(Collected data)
Segment Open

PR #1211, opened 2024-05-06
Fix shinytest2 app init on R 4.4.0+

vedhav:
Fixes the broken [shinytest2 tests](https://github.com/insightsengineering/teal/actions/runs/8961636987/job/24609457272)

The root cause is that `numeric_version` only accepts character to convert into `numeric_version` class. So typecasting of the numeric version was giving the error.

Example code to test. This works in older R versions. But, in R 4.4.0 it does not work.
```r
# Broken
numeric_version('123') > 120

#Works
numeric_version('123') > '120'
```

### DIFF
--- a/R/TealAppDriver.R
+++ b/R/TealAppDriver.R
@@ -76,7 +76,7 @@ TealAppDriver <- R6::R6Class( # nolint: object_name.
         strict = FALSE
       )
 
-      required_version <- 105
+      required_version <- "105"
 
       testthat::skip_if(
         is.na(chrome_version),
@@ -85,7 +85,7 @@ TealAppDriver <- R6::R6Class( # nolint: object_name.
       testthat::skip_if(
         chrome_version < required_version,
         sprintf(
-          "Chrome version '%s' is not supported, please upgrade to '%d' or higher",
+          "Chrome version '%s' is not supported, please upgrade to '%s' or higher",
           chrome_version,
           required_version
         )


R/TealAppDriver.R
```diff
@@ -76,7 +76,7 @@ TealAppDriver <- R6::R6Class( # nolint: object_name.
         strict = FALSE
       )
 
-      required_version <- 105
+      required_version <- "105"
```
kartikeyakirar, line 79: Can we add a comment explaining the reason for this change? This will help prevent confusion for anyone reviewing it in the future.

kartikeyakirar (approved):
LGTM

R/TealAppDriver.R
vedhav: I don't think so. The `?numeric_version` doc is clear that it only works with character vector.

```r
Arguments:

       x: for the creators, a character vector with suitable numeric
          version strings (see ‘Details’); for ‘package_version’,
          alternatively an R version object as obtained by ‘R.version’.
          For ‘as.numeric_version’ and ‘as.package_version’, suitable
          character vectors as above, or numeric version objects.  For
          ‘is.numeric_version’ and ‘is.package_version’, arbitrary R
          objects.
```
So, our earlier usage was incorrect.

kartikeyakirar: makes sense.

PR #1292, opened 2026-04-04
Fix/cce pending bits saturation

durgeshjanapareddy9-collab:
Summary

Adds simulation-only assertions to detect overflow and underflow conditions in "bp_cce_pending_bits".

Issue Fixed

N/A

Area

"bp_me/src/v/cce/bp_cce_pending_bits.sv" (Cache Coherence Engine)

Reasoning (new feature, inefficient, verbose, etc.)

The pending bit counters in the CCE (by default 3-bits wide) track outstanding coherence transactions using standard addition/subtraction.

The original design allows wrap-around behavior:

1. Overflow (7 -> 0): Counter wraps to 0 when exceeding max value
2. Underflow (0 -> 7): Counter wraps to max value when decremented at zero

While the design assumes correct protocol behavior, these cases can make debugging difficult if unexpected sequences occur.

This change adds simulation-only ("synopsys translate_off") checks to detect overflow and underflow attempts, helping identify such issues during verification without modifying hardware behavior.

Additional Changes Required (if any)

None.

Analysis

 Behavior remains identical to the original implementation within the valid operating range "[0, 2^width_p - 1]"
 No additional hardware logic introduced
 Assertions are active only in simulation

Verification

1. Custom Module Regression (Icarus Verilog)
A standalone testbench was used to exercise boundary conditions (overflow/underflow scenarios).
Assertions correctly trigger when invalid counter operations are attempted.

2. Full System Simulations (Verilator)
The processor was rebuilt and simulated to ensure no regression in system behavior:

 "e_bp_default_cfg" → "[BSG-PASS]"
 "e_bp_multicore_1_cce_ucode_cfg" → "[BSG-PASS]"
 "e_bp_unicore_cfg" → "[BSG-PASS]"

Results:

 No errors or assertion failures during normal execution
 No impact on functional behavior

Additional Context

The original source code includes a comment noting that counters may overflow/underflow. This PR adds explicit detection for these cases during simulation, improving debug visibility while preserving existing functionality.


dpetrisko:
I would accept a nonsynth block at the bottom that detects overflow and underflow and asserts

Please do not add extra hardware for this as it should be handled by system and programmer constraints

durgeshjanapareddy9-collab:
> I would accept a nonsynth block at the bottom that detects overflow and underflow and asserts
> 
> Please do not add extra hardware for this as it should be handled by system and programmer constraints

@dpetrisko Thanks for the feedback!

I’ve updated the PR accordingly:
 Updated the PR description
 Removed saturation logic to avoid adding hardware changes
 Added nonsynth assertions to detect overflow and underflow conditions.

dpetrisko (approved):
Cool, thanks!

PR #1294, opened 2026-04-04
Preserve uncached AMO msg_type/subop across IO bridge paths + add directed regression(Fixes #1293)

### LINKED ISSUE #1293: I/O bridge drops uncached AMO semantics by forcing store subop and binary read/write mapping
## Problem
 In I/O bridge translation paths, AMO message type and subop were not preserved.
 AMO requests could be downgraded to non-AMO behavior.

## Impact
 Incorrect semantics for uncached atomic operations over IO path.
 Potential software-visible correctness issues for synchronization/MMIO atomics.

## Fix
 Preserve AMO message type and subop across bp_io_link_to_lce.sv and bp_io_cce.sv.

Sairam-Kesanapalli:
## Fixes AMO semantic loss in IO bridge translation:
 Preserve req/mem AMO types and subop fields in both directions.

## Adds directed regression test:
  bp_io_amo_bridge_regression_tb.sv

## Evidence:
 Fails on pre-fix code (AMO downgraded)
 Passes on fixed code (AMO type/subop preserved)


dpetrisko:
We’re not going to maintain a one-off testbench for something like this, please remove. The issue is that the widgets on the other side of the I/O CCE don’t support AMOs. The proper way to implement would be to add AMO support to bp_sacc_scratchpad and test it end to end

Sairam-Kesanapalli:
Implemented the AMO fix end-to-end for the scratchpad accelerator path.
The update preserves AMO metadata through the IO bridges and adds AMO/LR-SC execution at the scratchpad endpoint, with configuration-safe width handling.
I validated this with an end-to-end run on scratchpad config using mc_amo_add, and the simulation now passes.

bp_top/src/v/bp_sacc_scratchpad.sv
```diff
@@ -29,42 +29,112 @@ module bp_sacc_scratchpad
...
-  wire spm_r_v_li = r_v_li && (global_addr_lo.hio == 1);
-  wire [dword_width_gp-1:0] spm_data_li = data_lo;
+  logic mem_rev_v_r;
+  logic [dword_width_gp-1:0] mem_rev_data_r;
+  bp_bedrock_mem_rev_header_s mem_rev_header_r;
+  assign mem_rev_v_o = mem_rev_v_r;
+  assign mem_rev_header_cast_o = mem_rev_header_r;
+
+  // Pack 64b internal response data onto the outgoing Bedrock fill bus width.
+  if (acache_fill_width_p > 0)
```
dpetrisko: I think bsg_bus_pack should handle the 0 case properly, did you run into errors?

bp_top/src/v/bp_sacc_scratchpad.sv
```diff
@@ -29,42 +29,112 @@ module bp_sacc_scratchpad
...
-  assign local_addr_lo = addr_lo;
+  bp_global_addr_s req_global_addr_lo;
+  assign req_global_addr_lo = mem_fwd_header_li.addr;
+
+  wire req_is_wr = (mem_fwd_header_li.msg_type == e_bedrock_mem_wr);
+  wire req_is_rd = (mem_fwd_header_li.msg_type == e_bedrock_mem_rd);
+  wire req_is_amo = (mem_fwd_header_li.msg_type == e_bedrock_mem_amo);
+  wire req_is_spm = (req_global_addr_lo.hio == 1'b1);
+  wire req_is_csr = (mem_fwd_header_li.addr inside {accel_wr_cnt_csr_idx_gp});
+  logic [dword_width_gp-1:0] req_data;
```
dpetrisko: I think for simplicity + hardware, let's just make bp_sacc_scratchpad only handle <= 64b requests

bp_top/src/v/bp_sacc_scratchpad.sv
```diff
@@ -29,42 +29,112 @@ module bp_sacc_scratchpad
   // CCE-IO interface is used for uncached requests-read/write memory mapped CSR
   `declare_bp_bedrock_if(paddr_width_p, lce_id_width_p, cce_id_width_p, did_width_p, lce_assoc_p);
   `declare_bp_memory_map(paddr_width_p, daddr_width_p);
+  `bp_cast_i(bp_bedrock_mem_fwd_header_s, mem_fwd_header);
+  `bp_cast_o(bp_bedrock_mem_rev_header_s, mem_rev_header);
 
-  logic r_v_li, w_v_li;
-  logic [paddr_width_p-1:0] addr_lo;
-  logic [dword_width_gp-1:0] data_li, data_lo;
-  bp_me_bedrock_register
```
dpetrisko, line 36: Can you add this functionality to a new module 'bp_me_bedrock_register_amo'

1) copy-paste the original bp_me_bedrock_register code (this way we don't accidentally break existing code)
2) add a very small FSM to do a read->write on atomic operation
3) nit: do the amo outside of a function, like in https://github.com/bespoke-silicon-group/basejump_stl/blob/a43571d2eaaae2dda7c10490e8350dfdac7da878/bsg_cache/bsg_cache.sv#L710

dpetrisko (commented):
Looks promising!

Sairam-Kesanapalli:
1.Added new module bp_me/src/v/dev/bp_me_bedrock_register_amo.sv by starting from bp_me/src/v/dev/
bp_me_bedrock_register.sv, so existing module behavior remains untouched.
2.Added a small AMO read->write FSM in the new module (capture AMO request, perform read, then conditional writeback).
3.Implemented AMO ALU in always_comb case style (outside function), per the nit.
4.Updated scratchpad to use the new module at bp_top/src/v/bp_sacc_scratchpad.sv and removed inlined AMO control there.
5.Added explicit <=64b guard in scratchpad for simplicity/hardware expectation.
6.Updated filelists so the new module is compiled:
 bp_me/flist.vcs
 bp_top/flist.vcs
 
 Validation run:
 1.AMO/LRSC smoke tests passed in Verilator:
    rv64ua-p-amoadd_d
    rv64ua-p-lrsc
2.mc_amo_add passed when run directly.
3.ci/sim-mc-tests.sh was not used as authoritative in this environment because GNU parallel is not installed.
4.streaming_accelerator_vdp was started but terminated due to long runtime (no final pass/fail recorded).

bp_me/src/v/dev/bp_me_bedrock_register_amo.sv
```diff
@@ -0,0 +1,257 @@
...
+      assign addr_match[i] = (reg_addr inside {base_addr_p[i]});
+    end
+
+  // Minimal AMO tracking FSM: capture the AMO request, then issue a single
+  // write pulse after read data becomes available.
+  logic amo_pending_r, amo_write_done_r;
+  logic [els_p-1:0] amo_match_r;
+  logic [reg_addr_width_p-1:0] amo_addr_r;
+  logic [reg_size_width_p-1:0] amo_size_r;
+  logic [reg_data_width_p-1:0] amo_operand_r;
```
dpetrisko: Don't think we need to register these. Can read directly from the mem_fwd and pop when sending mem_rev

dpetrisko (changes requested):

bp_me/src/v/dev/bp_me_bedrock_register_amo.sv
Sairam-Kesanapalli: Done.

bp_top/src/v/bp_io_link_to_lce.sv
```diff
@@ -206,8 +208,13 @@ module bp_io_link_to_lce
       fsm_req_v_li                      = fsm_req_ready_then_lo & fsm_fwd_v_lo;
       fsm_fwd_yumi_li                   = fsm_req_v_li;
 
-      fsm_rev_header_li.msg_type        = lce_cmd_wr_not_rd ? e_bedrock_mem_wr : e_bedrock_mem_rd;
-      fsm_rev_header_li.subop           = e_bedrock_store; // TODO: support I/O AMOs
+      if (fsm_cmd_header_lo.msg_type == e_bedrock_cmd_uc_st_done)
```
dpetrisko, line 211: I would rearrange this as:

```
if (fsm_cmd_header_lo.msg_type == e_bedrock_mem_wr)
  fsm_rev_header_li.msg_type = e_bedrock_mem_wr;
else if (fsm_cmd_header_lo.msg_type == e_bedrock_mem_amo)
  fsm_rev_header_li.msg_type = e_bedrock_mem_amo;
else
  fsm_rev_header_li.msg_type = e_bedrock_mem_rd;
```

Reason being that it's not part of the contract that AMOs cannot set e_bedrock_store for some hypothetical overload. Safer to check the message type only.

bp_top/src/v/bp_io_link_to_lce.sv
```diff
@@ -206,8 +208,13 @@ module bp_io_link_to_lce
...
+        fsm_rev_header_li.msg_type = e_bedrock_mem_wr;
+      else if (fsm_cmd_header_lo.subop != e_bedrock_store)
```
dpetrisko, line 213: Same point as above (correct me if I'm mistaken and e_bedrock_store is actually needed)

dpetrisko:
Sorry for churn but it's going to take a while to review the accelerator part of this code. Can you break out the scratchpad and amo register changes into a new PR and we can merge just the bp_io_cce and bp_io_link_to_lce changes?

Sairam-Kesanapalli:
Sure

bp_top/src/v/bp_io_link_to_lce.sv
Sairam-Kesanapalli: fsm_cmd_header_lo.msg_type isn't a fwd type here, it's a cmd type — in this bridge it's always either e_bedrock_cmd_uc_data (11) or e_bedrock_cmd_uc_st_done (12). Neither of those ever equals e_bedrock_mem_wr (1) or e_bedrock_mem_amo (2), so both ifs stay false and everything falls into else → gets marked e_bedrock_mem_rd.
Did you mean checking a saved copy of fsm_fwd_header_lo.msg_type from when the request went out, instead of fsm_cmd_header_lo.msg_type?

Sairam-Kesanapalli:
- Deleted bp_me_bedrock_register_amo.sv module (moved to new PR)
- Restored bp_sacc_scratchpad.sv to upstream master (removed AMO changes)
- Removed register_amo entries from bp_me/flist.vcs and bp_top/flist.vcs
- Retained IO CCE and IO link bridge changes for AMO support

Segment Closed

Exactly as written, reproduce the lines of the data above from the first line through the line where "Fixes the broken" appears.

PR #1211, opened 2024-05-06
Fix shinytest2 app init on R 4.4.0+

vedhav:
Fixes the broken [shinytest2 tests](https://github.com/insightsengineering/teal/actions/runs/8961636987/job/24609457272)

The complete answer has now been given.